--- WORK TASK ---
The answer should consist of each line from the data below that includes "configuration".

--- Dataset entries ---
****************

PR #146, opened 2020-12-30
Add vault credmon

DrDaveD:
This PR adds a vault credmon.  It adds a SEC_CREDENTIAL_STORER configuration which if set points to a script that is run by condor_submit and passed a list of oauth services as defined in the submit file in `use_auth_services`.  The script then stores credentials using `condor_store_cred`.  A new rpm is created called condor-credmon-vault which, when installed, enables almost everything needed.  The rpm needs to be installed on both the submit machine and the credd machine, but htgettoken only needs to be installed on the submit machine so I did not make htgettoken an explicit rpm dependency.

This can be tested along with [htgettoken](https://github.com/fermitools/htgettoken) version 1.1 which is now in the osg-development yum repository.  Set an additional condor configuration variable
`SEC_CREDENTIAL_GETTOKEN_OPTS = -a fermicloud346.fnal.gov`
which is a vault server I have set up for other people to test with.  Service "cilogon" is currently there available for those with fnal.gov accounts, and "wlcg" is available for those with an account on https://wlcg.cloud.cnaf.it.  I can add additional token issuers if someone wants to test with some other token issuer.   Next I plan to make a new OSG package for anyone to easily install and configure a vault server for use with htgettoken.

@bbockelm @zmiller @jasoncpatton @tannenba


DrDaveD:
I force-pushed just to rebase on current master branch

build/packaging/srpm/condor.spec
```diff
@@ -521,6 +521,19 @@ OAuth2 endpoints and to use those credentials securely inside running jobs.
...
 
 
+#######################
+%package credmon-vault
+Summary: Vault credmon for HTCondor.
+Group: Applications/System
+Requires: %name = %version-%release
+Requires: python3-condor
+Requires: python-six
+
```
DrDaveD, line 531: Add Conflicts with condor-scitokens-oauth

DrDaveD (commented):
These issues came up during the interactive review with Zach and Jason

DrDaveD:
After the initial submission of this PR I added some significant functionality that has been discussed during reviews but for the record I should describe in this conversation.

I noticed that the existing mechanism of mapping "permissions" (scopes) and "resource" (audience) in condor submit files to credential "handles" does not cope with the case of the same handle being used by two different jobs of the same user running either simultaneously or back-to-back.  I added logic for both the oauth credmon and the vault credmon to store the originally requested scopes and audience in the '.top' files, and to reject a mismatch and tell users how to remove the existing credential.  For the oauth credmon the storage & check of scopes/audience is only done if the .top file is JSON format; if the file cannot be read as JSON it only logs a message and continues.  The vault credmon uses condor_store_cred, and the scopes are passed to it with a -S option and audience with -A option, and if either of those are passed it requires the passed-in credential to be JSON format.

In yesterday's review we discussed that credd could instead possibly store the files using a name that includes a hash of the scopes & audience, and then when it passes the credential to the job it could remove the hash.  If needed, we believe this could be done in a future enhancement without affecting any public APIs.  This would remove the error condition and possibly remove the requirement that the .top file be in JSON format (although the scopes & audience also need to be passed through somewhere, at least for vault).

DrDaveD:
As discussed in yesterday's review, I updated the rpm spec to only build the condor-credmon-vault rpm for now when there's a non-default define set which I called 'vaultcred'.  I did set it to be enabled by default if 'osg' is defined.  I also added `Requires: htgettoken` for now only when osg is defined.

src/condor_credd/condor_credmon_oauth/condor_vault_storer
```diff
@@ -0,0 +1,202 @@
...
+
+STOREOUT=/dev/null
+if [ "" != "$VERBOSE" ]; then
+    STOREOUT=/dev/stdout
+fi
+
+CONDOROPTS="$(condor_config_val SEC_CREDENTIAL_GETTOKEN_OPTS 2>/dev/null)"
+if [ -z "$CONDOROPTS" ] && [ -z "$HTGETTOKENOPTS" ]; then
+    fatal 'Neither SEC_CREDENTIAL_GETTOKEN_OPTS condor value nor $HTGETTOKENS environment set'
+fi
```
jasoncpatton, line 78: The docs cover `SEC_CREDENTIAL_GETTOKEN_OPTS`, though any thoughts on making it `-a $(FULL_HOSTNAME)` by default? Assuming in many cases that Vault is on the same machine as the submitter... maybe that's a bad assumption though.

Also suggestion:
```suggestion
CONDOROPTS="$(condor_config_val SEC_CREDENTIAL_GETTOKEN_OPTS 2>/dev/null)"
if [ -z "$CONDOROPTS" ] && [ -z "$HTGETTOKENOPTS" ]; then
    fatal 'Neither SEC_CREDENTIAL_GETTOKEN_OPTS condor value nor $HTGETTOKENOPTS environment set'
fi
```

DrDaveD:
I did a force push to rebase on current master.

src/condor_credd/condor_credmon_oauth/condor_vault_storer
DrDaveD: Normally vault should not be on the same machine as the submitter.  It should be a separate, secured machine (likely a VM) that only system administrators can log into.

DrDaveD:
I was a little too quick to rebase, as 8.9.11 hadn't yet been merged into master.  I rebased and force-pushed again.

****************

--- TASK ANSWER ---
This PR adds a vault credmon.  It adds a SEC_CREDENTIAL_STORER configuration which if set points to a script that is run by condor_submit and passed a list of oauth services as defined in the submit file in `use_auth_services`.  The script then stores credentials using `condor_store_cred`.  A new rpm is created called condor-credmon-vault which, when installed, enables almost everything needed.  The rpm needs to be installed on both the submit machine and the credd machine, but htgettoken only needs to be installed on the submit machine so I did not make htgettoken an explicit rpm dependency.
This can be tested along with [htgettoken](https://github.com/fermitools/htgettoken) version 1.1 which is now in the osg-development yum repository.  Set an additional condor configuration variable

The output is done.